I'm having a look at some formula I use all the time and wondering why two things I'm calling the neutral axis appear to be different things. Or maybe there's a simplification that we're doing that I don't quite understand.
In the first example, we are looking at strain, then stress, then finding a balance between compresion and tension forces.
In the second example, we are looking at simply the areas * lever arm of compression vs tension and balancing those. This is quite different than number 1, specialy if you have a triangular distribution of strain in the concrete (low stress).

View attachment 7997

The actual question behind this is that if serviceabillity is always in the elastic range, shouldn't we assume that the concrete has a triangular strain and stress distribution? If so, would we not need to take the lever arm about the center of gravity of the triangle (2/3 * c) and the area of the triangle as 1/2 of the rectangular area? This would be akin to what is done in the ultimate moment determination of the neutral axis.

Neither of those calculations have anything to do with bending moments.
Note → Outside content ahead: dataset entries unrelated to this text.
PR #56, opened 2018-12-26
GOPATH can be empty, it will cause unclear error like "directory not …

tianxiaoliang:
…found", so give explicit error


m1093782566:
Thanks for catching this @tianxiaoliang

Issue #54, opened 2018-12-26
boolean validation error.


sids-b:
https://github.com/kubeedge/kubeedge/blob/3d599fea0b7e0823839043854beb7fdd1495d342/pkg/devicetwin/dtcommon/util.go#L33

the condition should be 
if strings.Compare(value, "true") != 0 && strings.Compare(value, "false") != 0 {

m1093782566:
@sids-b I am shocked about that.

This kind bug is one of the reason that we should add more unit test codes for this project...

m1093782566:
cc @Baoqiang-Zhang

sids-b:
> @sids-b I am shocked about that.
> 
> This kind bug is one of the reasons that we should add more unit test codes for this project...

@m1093782566 Found this issue while writing UT for this package

sids-b:
Issue addressed in pull request #59

PR #59, opened 2018-12-27
Fix for Issue #54

sids-b:


m1093782566:
THANKS for catching this! 

BTW, what can we do for the tests?

sids-b:
> THANKS for catching this!
> 
> BTW, what can we do for the tests?

@m1093782566 I have started with UT of deviceTwin. Will start raising PR's soon

m1093782566:
Thanks @sids-b! I would expect to see some documents before accepting two many codes as we discussed before?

For a rectangular stress block with a specified stress the force in the concrete = stress x area.

For a linear-elastic stress block we don't know the stress, but it is proportional to the distance from the neutral axis. The force is therefore proportional to the integral of the width times the distance from the base, which is the first moment of area of the concrete section above the neutral axis. For the steel the force is proportional to area x distance from NA x Es/Ec, so the calculation is equalising the forces assuming elastic behaviour in the steel and concrete in compression.

Both calculations assume a fully cracked section, and ignore tension stiffening effects.

 

[Smoulder]

Don't exactly understand your question. hopefully one of these is answer.

"If so, would we not need to take the lever arm about the center of gravity of the triangle (2/3 * c) and the area of the triangle as 1/2 of the rectangular area?"

Yes. ULS calculation where concrete stress is assumed constant using rectangular stress block gives linear equation to solve. serviceability calculation like you said gives quadratic because max stress * depth to NA gives square term. You can tabulate NA depth against reinf ratio and steel:concrete modular ratio if useful for hand calcs but not really needed with computers.


"In the second example, we are looking at simply the areas * lever arm of compression vs tension and balancing those. This is quite different than number 1"

This is just from dealing with different Youngs modulus different ways. In #1 you use real parameters. In #2 you pretend steel has same modulus as concrete but you have more steel than you really do. #2 becomes a geometry problem with simpler units.


"wondering why two things I'm calling the neutral axis appear to be different things."

This is where I really don't understand what you mean so will guess. Think of asymmetric steel section with different elastic and plastic centroid locations. Those are neutral axis locations before first yield and at full plasticity. In between the NA moves as moment increases. Same with reinforced concrete which is asymmetric. NA for triangular strain distribution at low stress isn't in the same place as ULS. So I'm answering question of why NA depth changes between #1 and #2 if that's what you're asking.

 

[canadiancastor]

Found out where I was mistaken:

1. The difference between the first and second example is how where we are the on the moment-curvature curve. The first example is way further along, where the concrete has become non-linear, so the neutral axis has somewhat receded from it's elastic value.
2. As long as we stay in the elastic domain, the neutral axis is theoretically stable
3. The place where I was confused was why the equation given below in many textbooks this not seem to take into account the triangular distribution of stress in the concrete

Doing a hand calc shows that the equation DOES take into account the triangular distribution (by using an average strain at the center of each area), it just doesn't look that way once the terms cancel out.